SUPPLIED DATA START

PR #2819, opened 2022-09-20
fix(sdk): return fixed reference for dispatch function

### LINKED ISSUE #2818: useAsyncDispatch returns a new reference every time it's called.
Consider the following line:

`const dispatch = useAsyncDispatch();`

When using dispatch in an effect it will add `dispatch` to the dependencies:

```
  useEffect(() => {
    dispatch(...)
  }, []);//dispatch is a dependency
```

Because useAsyncDispatch returns a new reference every time it's called you either cannot add it to the dependency list or will cause an infinite loop:

```
import { useEffect, useState } from 'react';
import { useAsyncDispatch, actions } from '@commercetools-frontend/sdk';

let lastValue = undefined;
const Component = () => {
  const [data, setData] = useState();
  const dispatch = useAsyncDispatch();
  if (!lastValue) {
    console.log('...setting last value');
    lastValue = dispatch;
  }
  useEffect(() => {
    async function execute() {
      try {
        const result = await dispatch(
          //docs: https://docs.commercetools.com/custom-applications/development/data-fetching#rest-http-client
          actions.forwardTo.get({
            uri: 'uri',
          })
        );
        setData(result);
        // Update state with `result`
      } catch (error) {
        // Update state with `error`
      }
    }
    execute();
  }, []); //cannot add dispatch (see log below)
  if (!(lastValue === dispatch)) {
    console.log('...setting dependency to dispatch will cause infinite loop');
  }
  return <pre>{JSON.stringify(data, undefined, 2)}</pre>;
};
```

I am unable to find the code on github (npm points to this repo but useAsyncDispatch is not defined in this repo). In node_modules/@commercetools-frontend/sdk/dist/commercetools-frontend-sdk.esm.js I can find the following:

```
function useAsyncDispatch() {
  var dispatch = useDispatch();
  return function (action) {
    return dispatch(action);
  };
}
```

This should be:

```
function useAsyncDispatch() {
  var dispatch = useDispatch();
  return useCallback(
    function (action) {
      return dispatch(action);
    },
    [dispatch]
  );
}
```

emmenko:
Fixes #2818

### DIFF
--- a/packages/sdk/src/hooks/use-async-dispatch.ts
+++ b/packages/sdk/src/hooks/use-async-dispatch.ts
@@ -1,13 +1,16 @@
 import type { Dispatch } from 'redux';
+import { useDispatch } from 'react-redux';
 import type { TSdkAction } from '../types';
 
-import { useDispatch } from 'react-redux';
+type TAsyncDispatch<Action extends TSdkAction, Data> = (
+  action: Action
+) => Promise<Data>;
 
 // Wraps `dispatch` and cast the return type to a Promise, as the middleware
 // returns a Promise.
 function useAsyncDispatch<Action extends TSdkAction, Data>() {
   const dispatch = useDispatch<Dispatch<Action>>();
-  return (action: Action) => dispatch(action) as unknown as Promise<Data>;
+  return dispatch as unknown as TAsyncDispatch<Action, Data>;
 }
 
 export default useAsyncDispatch;
--- a/.changeset/strong-kangaroos-itch.md
+++ b/.changeset/strong-kangaroos-itch.md
@@ -1,0 +1,5 @@
+---
+'@commercetools-frontend/sdk': patch
+---
+
+Fix `useAsyncDispatch` to return a fixed reference


packages/sdk/src/hooks/use-async-dispatch.ts
```diff
@@ -1,13 +1,16 @@
...
-import { useDispatch } from 'react-redux';
+type TAsyncDispatch<Action extends TSdkAction, Data> = (
+  action: Action
+) => Promise<Data>;
 
 // Wraps `dispatch` and cast the return type to a Promise, as the middleware
 // returns a Promise.
 function useAsyncDispatch<Action extends TSdkAction, Data>() {
   const dispatch = useDispatch<Dispatch<Action>>();
-  return (action: Action) => dispatch(action) as unknown as Promise<Data>;
```
emmenko, line 10: I think this function was only used for defining the type casting, as it doesn't do anything specific.

We can remove it and simply return the `dispatch` function and to the type casting differently.

kark (approved):
Thanks, makes sense!

tdeekens (approved):

Rhotimee (approved):
💯

PR #2820, opened 2022-09-21
refactor(jest): improve output for console logs warnings

emmenko:
Some time ago I stumbled upon this library [jest-fail-on-console](https://www.npmjs.com/package/jest-fail-on-console) and I tried it out in our test-data repository (https://github.com/commercetools/test-data/pull/148).

Essentially it does more or less what we were already doing but I noticed the output is more readable. Therefore I tried to implement it in out jest-preset and (partially) replace our own custom implementation.

**Before**

Screenshot 2022-09-21 at 09 35 52

**After**

Screenshot 2022-09-21 at 09 36 27

### DIFF
--- a/packages/jest-preset-mc-app/fail-on-console.js
+++ b/packages/jest-preset-mc-app/fail-on-console.js
@@ -1,0 +1,123 @@
+// This module is based on the package `jest-fail-on-console` but with some custom adjustments.
+const util = require('util');
+const colors = require('colors/safe');
+
+const defaultErrorMessage = (methodName, bold) =>
+  `Expected test not to call ${bold(`console.${methodName}()`)}.\n\n` +
+  `If the ${methodName} is expected, test for it explicitly by mocking it out using ${bold(
+    'jest.spyOn'
+  )}(console, '${methodName}').mockImplementation() and test that the warning occurs.`;
+
+const failOnConsole = ({
+  errorMessage = defaultErrorMessage,
+  shouldFailOnAssert = false,
+  shouldFailOnDebug = false,
+  shouldFailOnLog = false,
+  shouldFailOnInfo = false,
+  shouldFailOnWarn = true,
+  shouldFailOnError = true,
+  skipTest,
+  silenceMessage,
+  logButNotThrowMessage,
+} = {}) => {
+  const flushUnexpectedConsoleCalls = (
+    methodName,
+    unexpectedConsoleCallStacks
+  ) => {
+    if (unexpectedConsoleCallStacks.length > 0) {
+      const messages = unexpectedConsoleCallStacks.map(([stack, message]) => {
+        const stackLines = stack.split('\n');
+        return (
+          `${colors.red(message)}\n` +
+          `${stackLines
+            .map((line, index) => {
+              if (index === stackLines.length - 1) {
+                return colors.white(line);
+              }
+              return colors.gray(line);
+            })
+            .join('\n')}`
+        );
+      });
+
+      const message = errorMessage(methodName, colors.bold);
+
+      throw new Error(`${message}\n\n${messages.join('\n\n')}`);
+    }
+  };
+
+  const patchConsoleMethod = (methodName) => {
+    let originalMethod = console[methodName];
+
+    const unexpectedConsoleCallStacks = [];
+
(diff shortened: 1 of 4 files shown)


packages/jest-preset-mc-app/fail-on-console.js
```diff
@@ -0,0 +1,123 @@
...
+      const message = util.format(format, ...args);
+
+      if (silenceMessage && silenceMessage(message, methodName)) {
+        return;
+      }
+
+      if (logButNotThrowMessage && logButNotThrowMessage(message, methodName)) {
+        originalMethod(format, ...args);
+        return;
+      }
```
emmenko, line 64: This is the only functionality (that we had in our implementation) "missing" from the original plugin. Therefore, I opted to simply copy over the implementation and adjust it accordingly.

packages/jest-preset-mc-app/setup-test-framework.js
```diff
@@ -23,7 +23,66 @@ require('@formatjs/intl-pluralrules/locale-data/fr');
...
+    messages,
+    jestConfig.notThrowWarnings
+  );
+  const additionallyNonThrowing = hasMatchingRegexForMessage(
+    messages,
+    additionalNonThrowingWarnings
+  );
+
+  return notThrowingByJestConfig || additionallyNonThrowing;
+}
```
emmenko, line 65: This is the same as before, just moved into the `setup-test-framework` file.

packages/jest-preset-mc-app/setup-test-framework.js
```diff
@@ -23,7 +23,66 @@ require('@formatjs/intl-pluralrules/locale-data/fr');
...
+  silenceMessage: (message) => {
+    if (!process.env.CI) {
+      return false;
+    }
+    return shouldSilenceWarnings(message);
+  },
+  logButNotThrowMessage: (message) => {
+    return shouldNotThrowWarnings(message);
+  },
+});
```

SUPPLIED DATA END

* _WHAT YOU HAVE TO DO_:
A word-for-word copy of the lines above from the one with "-1,0 +1,123 @@" through the one with "test not to", inclusive, is the only output wanted.

* _FINISHED EXERCISE_:
@@ -1,0 +1,123 @@
+// This module is based on the package `jest-fail-on-console` but with some custom adjustments.
+const util = require('util');
+const colors = require('colors/safe');
+
+const defaultErrorMessage = (methodName, bold) =>
+  `Expected test not to call ${bold(`console.${methodName}()`)}.\n\n` +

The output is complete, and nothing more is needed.